Problem 5: Volume calculation:
Disks: radius 2.5m, height 1m each → volume per disk = πr²h = π*6.25*1 = 6.25π
Two disks: 12.5π
Middle rod: radius 1m (since diameter 2m), length = 10 - 1 - 1 = 8m → volume = π*1²*8 = 8π
Total volume = 12.5π + 8π = 20.5π
I think I made a mistake earlier!
Earlier I said disk volume 19.635 for one, but that was with π*6.25, which is correct, but then two disks 39.27, which is 12.5π since 12.5*3.1416=39.27, yes.
Middle rod: π*1^2*8=8π≈25.1328
Total 12.5π + 8π = 20.5π ≈ 20.5 * 3.1416 = let's calculate:
20 * 3.1416 = 62.832
0.5 * 3.1416 = 1.5708
Total 64.4028 m³ — same as before.
Mass 140 g, density = 140 / 64.4028 ≈ 2.174 → 2.17 g/m³
But 20.5π is exact, so density = 140 / (20.5π) = 140 / (20.5 * 3.1415926535) ≈ 140 / 64.4028 ≈ 2.174
Yes.
Problem 6: Lower hemisphere radius 6m, volume (2/3)π(6)^3 = (2/3)π*216 = 144π
Upper hemisphere radius 2m, volume (2/3)π(8) = 16π/3
Total volume = 144π + 16π/3 = (432π + 16π)/3 = 448π/3
448/3 ≈ 149.3333, times π ≈ 149.3333 * 3.1416 ≈ 469.1456 as before.
554 / 469.1456 ≈ 1.181 → 1.18 kg/m³
All seem correct numerically, even if physically unrealistic densities.
Now, for final answer presentation.
Since the user didn't specify which part, but the task is to solve the entire worksheet, I'll provide all answers in order.
But the instruction says "Final Answer" should be the correct answer, implying perhaps the last one or all? But typically for such worksheets, we list all.
To comply, I'll box the key results, but since it's multiple, perhaps state them clearly.
Given the format, I'll write the Final Answer as a summary of all computed values.

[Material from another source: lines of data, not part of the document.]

PR #13961, opened 2024-03-01
optimising hugo-extended to use already available hugo

debasishbsws:
Previously in hugo-extended, we were installing hugo directly from GitHub.
As we are already building and have hugo in the repository it was repetitive.

### DIFF
--- a/hugo-extended.yaml
+++ b/hugo-extended.yaml
@@ -1,32 +1,25 @@
 package:
   name: hugo-extended
   version: 0.123.7
-  epoch: 0
-  description: The world's fastest framework for building websites.
+  epoch: 1
+  description: The world's fastest framework for building websites (with extended SASS libraries).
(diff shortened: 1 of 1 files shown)


hugo-extended.yaml
```diff
@@ -1,32 +1,25 @@
...
-      - ca-certificates-bundle
-      - git
+      - wolfi-baselayout
 
 pipeline:
-  - uses: go/install
-    with:
-      package: github.com/gohugoio/hugo
-      version: v${{package.version}}
-      tags: extended
```
ajayk, line 24: we are building with  tags: extended , in the `hugo` package we just build the standard versions 

go install -tags extended github.com/gohugoio/hugo@latest

https://github.com/gohugoio/hugo/blob/master/README.md#build-from-source

PR #13971, opened 2024-03-01
update thollander/actions-comment-pull-request to version using node 20

imjasonh:


ajayk (approved):

xnox:
how come ABI compat check is both required, and skipped? can it be regressing semaphore - as in skipped counts as pass for required?

rawlingsj:
> how come ABI compat check is both required, and skipped? can it be regressing semaphore - as in skipped counts as pass for required?

they're skipped because there are no package changes in this PR which means no apks were built so the ABI and Scan checks are skipped.

rawlingsj (approved):

PR #14041, opened 2024-03-04
adds a patch to use sha256 instead of md5

mritunjaysharma394:
The existing upstream of opensearch-dashboard uses md5, this PR adds a patch to use more secure sha256 instead

### DIFF
--- a/opensearch-dashboards-2.yaml
+++ b/opensearch-dashboards-2.yaml
@@ -55,6 +55,10 @@ pipeline:
       tag: ${{package.version}}
       expected-commit: 989d8f41f37cca3275bf3fedc5c2057a717d1d64
 
+  - uses: patch
+    with:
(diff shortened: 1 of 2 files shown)


rawlingsj (changes requested):
This will change the expected default behaviour of opensearch dashboards, let's pause on merging this for now.

xnox:
@mritunjaysharma394 This looks great. Can you please submit this upstream? Or do you want me to do this? Cause if it is upstream, we don't need to maintain it ourselves downstream.

mritunjaysharma394:
Created PR and an issue in upstream for this 

https://github.com/opensearch-project/OpenSearch-Dashboards/pull/6032
https://github.com/opensearch-project/OpenSearch-Dashboards/issues/6031

xnox:
See review & feedback upstream.

PR #14133, opened 2024-03-05
Libxcrypt transition

xnox:
glibc,libxcrypt: move libcrypt1 package from glibc to libxcrypt

This will be required with next glibc release, but was possible to do
for a while now. All other distros have transitioned to using
libxcrypt already. I have double checked the abi compatibility with
abi-compliance-checker. Separately, once this lands, we might want to
bump epoch on all the reverse depends for them to gain stronger crypt
support.

Also note previous yaml for libxcrypt had a mistake and didn't use any custom provided options.

(See
https://apk.dag.dev/https/packages.wolfi.dev/os/aarch64/APKINDEX.tar.gz@etag:2edafbb750de4d6487204c1cd6110c7b/APKINDEX?&depend=so%3Alibcrypt.so.1
for packages to bump).

Fixes:

Unblocks: #12226

### DIFF
--- a/glibc.yaml
+++ b/glibc.yaml
@@ -1,7 +1,7 @@
 package:
   name: glibc
   version: 2.38
-  epoch: 11
+  epoch: 12
   description: "the GNU C library"
   copyright:
     - license: GPL-3.0-or-later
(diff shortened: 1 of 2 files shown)


ajayk (approved):

xnox:
waiting for things to settle before merging this.

xnox:
here be dragons - if this is all good, we should consider to do epoch bump on all libcrypt1 deps.

PR #14209, opened 2024-03-06
coreutils: use openssl & split legacy tools

xnox:
md5sum & sha1sum are obsolete and should not be used anymore. Split them into separate subpackage.

Enable OpenSSL backend for sha256sum and friends. This gains hardware acceleration, reduces coreutils binary size, and opens the path to FIPS compliant coreutils - when paired with OpenSSl in FIPS mode.

### DIFF
--- a/coreutils.yaml
+++ b/coreutils.yaml
@@ -1,7 +1,7 @@
 package:
   name: coreutils
   version: "9.4"
-  epoch: 4
+  epoch: 5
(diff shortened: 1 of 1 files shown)


imjasonh:
LGTM but I think I'm lacking context, and I'd like @smoser's 👍

smoser (approved):
:+1:

PR #14250, opened 2024-03-07
pgvectors for each postgres version

developer-guy:
I noticed that according to [here](https://github.com/pgvector/pgvector#postgres-location) we should compile pgvector for each postgres version, also I confirmed that during the tests of the pgvector extension with postgres and saw the following errors:

```bash
Server is version 15, library is version 16.
```

This PR aims to fix this issue.

I couldn't test it in the image side because docker gave the this error:

``` 
 docker: failed to register layer: lsetxattr com.docker.grpcfuse.ownership
│ /usr/include/postgresql/server/extension/vector: operation not supported.
```

Fixes:

Related:

#### For new package PRs only

#### For new version streams

#### For security-related PRs

#### For version bump PRs

#### For PRs that add patches

### DIFF
--- a/pgvector-14.yaml
+++ b/pgvector-14.yaml
@@ -1,5 +1,7 @@
+# pgvector-14 is intended to support PostgreSQL 14.
+# https://github.com/pgvector/pgvector#installation-notes
 package:
-  name: pgvector
+  name: pgvector-14
   version: 0.6.1
   epoch: 0
   description: Open-source vector similarity search for PostgreSQL
@@ -13,7 +15,7 @@ environment:
       - automake
       - build-base
       - busybox
-      - postgresql-dev
+      - postgresql-14-dev
 
 pipeline:
   - uses: git-checkout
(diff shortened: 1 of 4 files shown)


EyeCantCU (dismissed):

pgvector-14.yaml
```diff
@@ -1,5 +1,5 @@
 package:
-  name: pgvector
+  name: pgvector-14
```
mamccorm, line 2: Any more info here? I see in the description we talk about needing to compile against different postgres versions but i'm not sure I understand the change.

looks like we'll break any dependent images / packages that used 'pgvector' as the package name, and don't see any package withdraws or provides?

pgvector-14.yaml
```diff
@@ -1,5 +1,5 @@
 package:
```
mamccorm, line 1: Similar to pgaudit, can we add a comment to each of these melanges summarising? i.e from pgaudit:

```
# pgAudit v1.6.X is intended to support PostgreSQL 14.
# https://github.com/pgaudit/pgaudit/blob/master/README.md#postgresql-version-compatibility
```

developer-guy: added.

mamccorm (approved):

PR #14268, opened 2024-03-07
Do not remove pyc files from python-3.12 and python-3.11

smoser:
This will absolutely increase size of the package, but will improve performance.

Fixes:

Related:

#### For new package PRs only

#### For new version streams

#### For security-related PRs

#### For version bump PRs

#### For PRs that add patches

### DIFF
--- a/python-3.11.yaml
+++ b/python-3.11.yaml
@@ -1,7 +1,7 @@
 package:
   name: python-3.11
   version: 3.11.8
-  epoch: 2
+  epoch: 3
   description: "the Python programming language"
   copyright:
     - license: PSF-2.0
@@ -70,8 +70,6 @@ pipeline:
   - uses: autoconf/make-install
 
   - runs: |
-      find ${{targets.destdir}}/usr/lib -type f -name '*.pyc' -exec rm -rf '{}' +
-      find ${{targets.destdir}}/usr/lib -type f -name '*.pyo' -exec rm -rf '{}' +
       find ${{targets.destdir}}/usr/lib -type f -name 'libpython*.a' -exec rm -rf '{}' +
       find ${{targets.destdir}}/usr/lib -type d -name 'test' -exec rm -rf '{}' +
       find ${{targets.destdir}}/usr/lib -type d -name 'tests' -exec rm -rf '{}' +
@@ -80,6 +78,14 @@ pipeline:
       cd ${{targets.destdir}}/usr/bin
       rm -f python3 pydoc3 idle3* 2to3*
       rm ${{targets.destdir}}/usr/lib/libpython3.so
+
+  - runs: |
+      find ${{targets.destdir}}/usr/lib -type f -name '*.pyc' -exec rm -rf '{}' +
+      find ${{targets.destdir}}/usr/lib -type f -name '*.pyo' -exec rm -rf '{}' +
+
+      export LD_LIBRARY_PATH="${{targets.destdir}}/usr/lib${LD_LIBRARY_PATH:+:${LD_LIBRARY_PATH}}"
+      ${{targets.destdir}}/usr/bin/python3.11 -m compileall --invalidation-mode=unchecked-hash \
+          -r100 ${{targets.destdir}}/usr/lib
 
   - uses: strip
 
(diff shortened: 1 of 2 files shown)


imjasonh:
> This will absolutely increase size of the package, but will improve performance.

Can you quantify either or both of the size increase and the performance improvement?

I believe that this is worth doing, but it'd be nice to have numbers to reference.

smoser:
For information, This is the growth in python3.12 due to .pyc files:

```
# find /usr/lib/python3.12/ -name "*.py" | xargs ls -l | awk '{tot += $5}; END { print tot/1024 }'
11324.7

# find /usr/lib/python3.12/ -name "*.pyc" | xargs ls -l | awk '{tot += $5}; END { print tot/1024 }'
11943.8

# find /usr/lib/python3.12/ -name "*.pyc" | wc -l
686

# find /usr/lib/python3.12/ -name "*.py" | wc -l
686
```

So cost of .pyc files includes is roughly the size of the size of .py files
(.pyc files in general are close to the same size as .py file they came from).

smoser:
fwiw, i hadn't seen @imjasonh 's question before i went to put more info here. so I don't consider previous comment on the size increase to answer the performance question.  Google seems not to know much about this, and I don't have a good way to get realistic performance numbers.

There is some info [here](https://peps.python.org/pep-3147/)

> CPython compiles its source code into “byte code”, and for performance reasons, it caches this byte code on the file system whenever the source file has changes. This makes loading of Python modules much faster because the compilation phase can be bypassed. When your source file is foo.py, CPython caches the byte code in a foo.pyc file right next to the source.

It is important to point out that Debian/Ubuntu/Fedora/RHEL all *do* run with pyc files, they just do not ship them in their .deb or .rpm files.  The .pyc files are compiled at install time.

We could potentially do that (change to install-time generation of .pyc files), but it would not have any difference in the end -- the image would still be the same.

The path we're in right now, the image does not have the .pyc files and the filesystem is not writable by the python process, so the python process incurs the cost at start up every time.

smoser:
So here is a bit of info, just to provide something. 

this is in a local-wolfi with python3.12 installed.  As root, I removed all .pyc files:

```
## remove all .pyc files
## run a simple python program (json.tool with -h), which should show --help output
% find /usr/lib/python3.12/ -name "__pycache__" | xargs rm -Rf
% time python3.12 -m json.tool -h >/dev/null
real    0m 0.14s
user    0m 0.13s
sys     0m 0.01s

% find /usr/lib/python3.12/ -name "__pycache__" | xargs rm -Rf 
% time python3.12 -m json.tool -h >/dev/null
real    0m 0.14s
user    0m 0.13s
sys     0m 0.01s

% find /usr/lib/python3.12/ -name "__pycache__" | xargs rm -Rf 
% time python3.12 -m json.tool -h >/dev/null
real    0m 0.14s
user    0m 0.13s
sys     0m 0.00s

% find /usr/lib/python3.12/ -name "__pycache__" | xargs rm -Rf
% time python3.12 -m json.tool -h >/dev/null
real    0m 0.14s
user    0m 0.13s
sys     0m 0.01s

## now we have some .pyc files
% find /usr/lib/python3.12/ -name "*.pyc" | wc -l
37

## run it again without removing the .pyc files
## what changes - its faster now (consistently)
% time python3.12 -m json.tool -h >/dev/null
real    0m 0.03s
user    0m 0.02s
sys     0m 0.00s
% time python3.12 -m json.tool -h >/dev/null
real    0m 0.03s
user    0m 0.02s
sys     0m 0.00s
% time python3.12 -m json.tool -h >/dev/null
real    0m 0.03s
user    0m 0.02s
sys     0m 0.00s


## Now as non-root, so the patsh are not writable
% find /usr/lib/python3.12/ -name "__pycache__" | xargs rm -Rf
% sudo -u nobody /bin/sh
$ time python3.12 -m json.tool -h >/dev/null
real    0m 0.14s
user    0m 0.13s
sys     0m 0.00s
$ time python3.12 -m json.tool -h >/dev/null
real    0m 0.14s
user    0m 0.13s
sys     0m 0.00s
$ time python3.12 -m json.tool -h >/dev/null
real    0m 0.14s
user    0m 0.13s
sys     0m 0.01s

```

That _is_ startup cost, that is incurred just once, so longer running programs would not be negatively affected.  I'm not sure if there are memory footprint changes due to not reading the cached file.

imjasonh (approved):

PR #30474, opened 2024-10-09
diffoscope et all: Update for multiversion and misc cleanup

justinvreeland:
It seems a bit ridiculous but it's how we've done other packages. These were mostly re-done with my draft melange convert code with some minor updates. I mostly just wanted liabrchive to be installed when I install diffoscope


justinvreeland:
@smoser These were generated with the updates from melange. Small improvements.

PR #30481, opened 2024-10-10
New package libsdl3

xnox:
Whilst it is pre-release, it has declared to have stable abi https://github.com/libsdl-org/SDL/releases/tag/preview-3.1.3

And we are starting to see cutting edge software releases that require
libsdl3. It is likely that libsdl2 will be required for a long time,
even when libsdl3 goes stable.

Package both during this transition period.

Needed for:
- https://github.com/wolfi-dev/os/pull/27343

### DIFF
--- a/libsdl3.yaml
+++ b/libsdl3.yaml
@@ -1,0 +1,59 @@
+package:
+  name: libsdl3
+  version: 3.1.3
+  epoch: 0
+  description: Simple DirectMedia Layer is a cross-platform development library designed to provide low level access to audio, keyboard, mouse, joystick, and graphics hardware via OpenGL and Direct3D.
+  copyright:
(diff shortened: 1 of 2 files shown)


libsdl3.yaml
```diff
@@ -0,0 +1,59 @@
...
+  - name: ${{package.name}}-dev
+    dependencies:
+      runtime:
+        - libsdl3
+    pipeline:
+      - uses: split/dev
+
+  - name: ${{package.name}}-doc
+    pipeline:
+      - uses: split/dev
```
ajayk, line 40:
```suggestion
      - uses: split/manpages
```

ajayk (dismissed):

ajayk (approved):

PR #30483, opened 2024-10-10
Spark 3.5 CVE-GHSA-r7pg-v2c8-mfg3 and enabled testing

jamie-albert:
Enabled the tests again after an accidental close of a PR and fixed the way the tests pull in the openjdk-default-jvm. Tests are in line with basic testing from the setup documentation [outlined here.](https://github.com/apache/spark#:~:text=Interactive%20Scala%20Shell) Due to the guava upgrade, I had to also bring along [the missing method](https://github.com/apache/spark/blob/1f24b2d72ed6821a6cc6d1d22683d2f3ba2326a2/pom.xml#L3423) from an upstream commit. The PR I took for [guidance can be found here](https://github.com/apache/spark/commit/1f24b2d72ed6821a6cc6d1d22683d2f3ba2326a2#diff-9c5fb3d1b7e3b0f54bc5c4182965c4fe1f9023d449017cece3005d3f90e8e4d8R3423). The internal-access patch should be removed when v4.0.0 releases. This missing method integration should have been done when guava was bumped from 14.x to 32.0.1 and would have been caught if the testing was functional. In the future we consider not introducing major test changes and major version dependency changes in the same PR unless we are able to prove the efficacy of the test. Bumped the avro version from 1.11.3 to 1.11.4

### DIFF
--- a/spark-3.5.yaml
+++ b/spark-3.5.yaml
@@ -1,7 +1,7 @@
 package:
   name: spark-3.5
   version: 3.5.3
-  epoch: 2
+  epoch: 3
   description: Unified engine for large-scale data analytics
   copyright:
     - license: Apache-2.0
@@ -42,7 +42,7 @@ pipeline:
 
   - uses: patch
     with:
-      patches: make-distribution.patch
+      patches: make-distribution.patch internal-access.patch
 
   - uses: maven/pombump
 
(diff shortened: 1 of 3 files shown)


powersj (commented):
Looks great, thanks for the background in the commit message. One YAML question and this should be good to go...

edit: once tests work on elastic build as it seems they failed with name lookup?

philroche (approved):

PR #30535, opened 2024-10-10
ensure fluent-operators config can replace

joshrwolf:
this adds a new `fluent-watcher-config` subpackage to `fluent-operator` to replicate the upstream behavior of using a different config file for `fluent-watcher`.

Since `fluent-watcher` depends on `fluent-bit`, both of which provide valid `/fluent-bit/etc/{fluent.conf,parsers.conf,fluent-bit.yaml}`, we use a `replaces` block here to ensure `fluent-watcher` prefers its own config.

### DIFF
--- a/fluent-operator.yaml
+++ b/fluent-operator.yaml
@@ -1,7 +1,7 @@
 package:
   name: fluent-operator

But to be precise, let's list them as per sections.
──────────────────────────────────────
Final Answer:
Section A Tables:
First Table:
- Row 1 Density Unit: g/cm³
- Row 2 Density Unit: kg/m³
- Row 3 Mass Unit: tonnes, Volume Unit: liters
- Row 4 Mass Unit: milligrams, Volume Unit: milliliters
Second Table:
- Row 1 Density: 1.60 g/cm³
- Row 2 Density: 0.70 mg/l
- Row 3 Volume: 6.00 m³
- Row 4 Mass: 30000.00 g
Section B:
1) Mass = 960.00 g
2) Mass = 121.50 mg
3) Mass = 2638.40 kg
4) Density = 0.83 mg/mm³
5) Density = 2.17 g/m³
6) Density = 1.18 kg/m³
Parent Tip: Review the logic above to help your child master the concept of 6th grade density worksheet.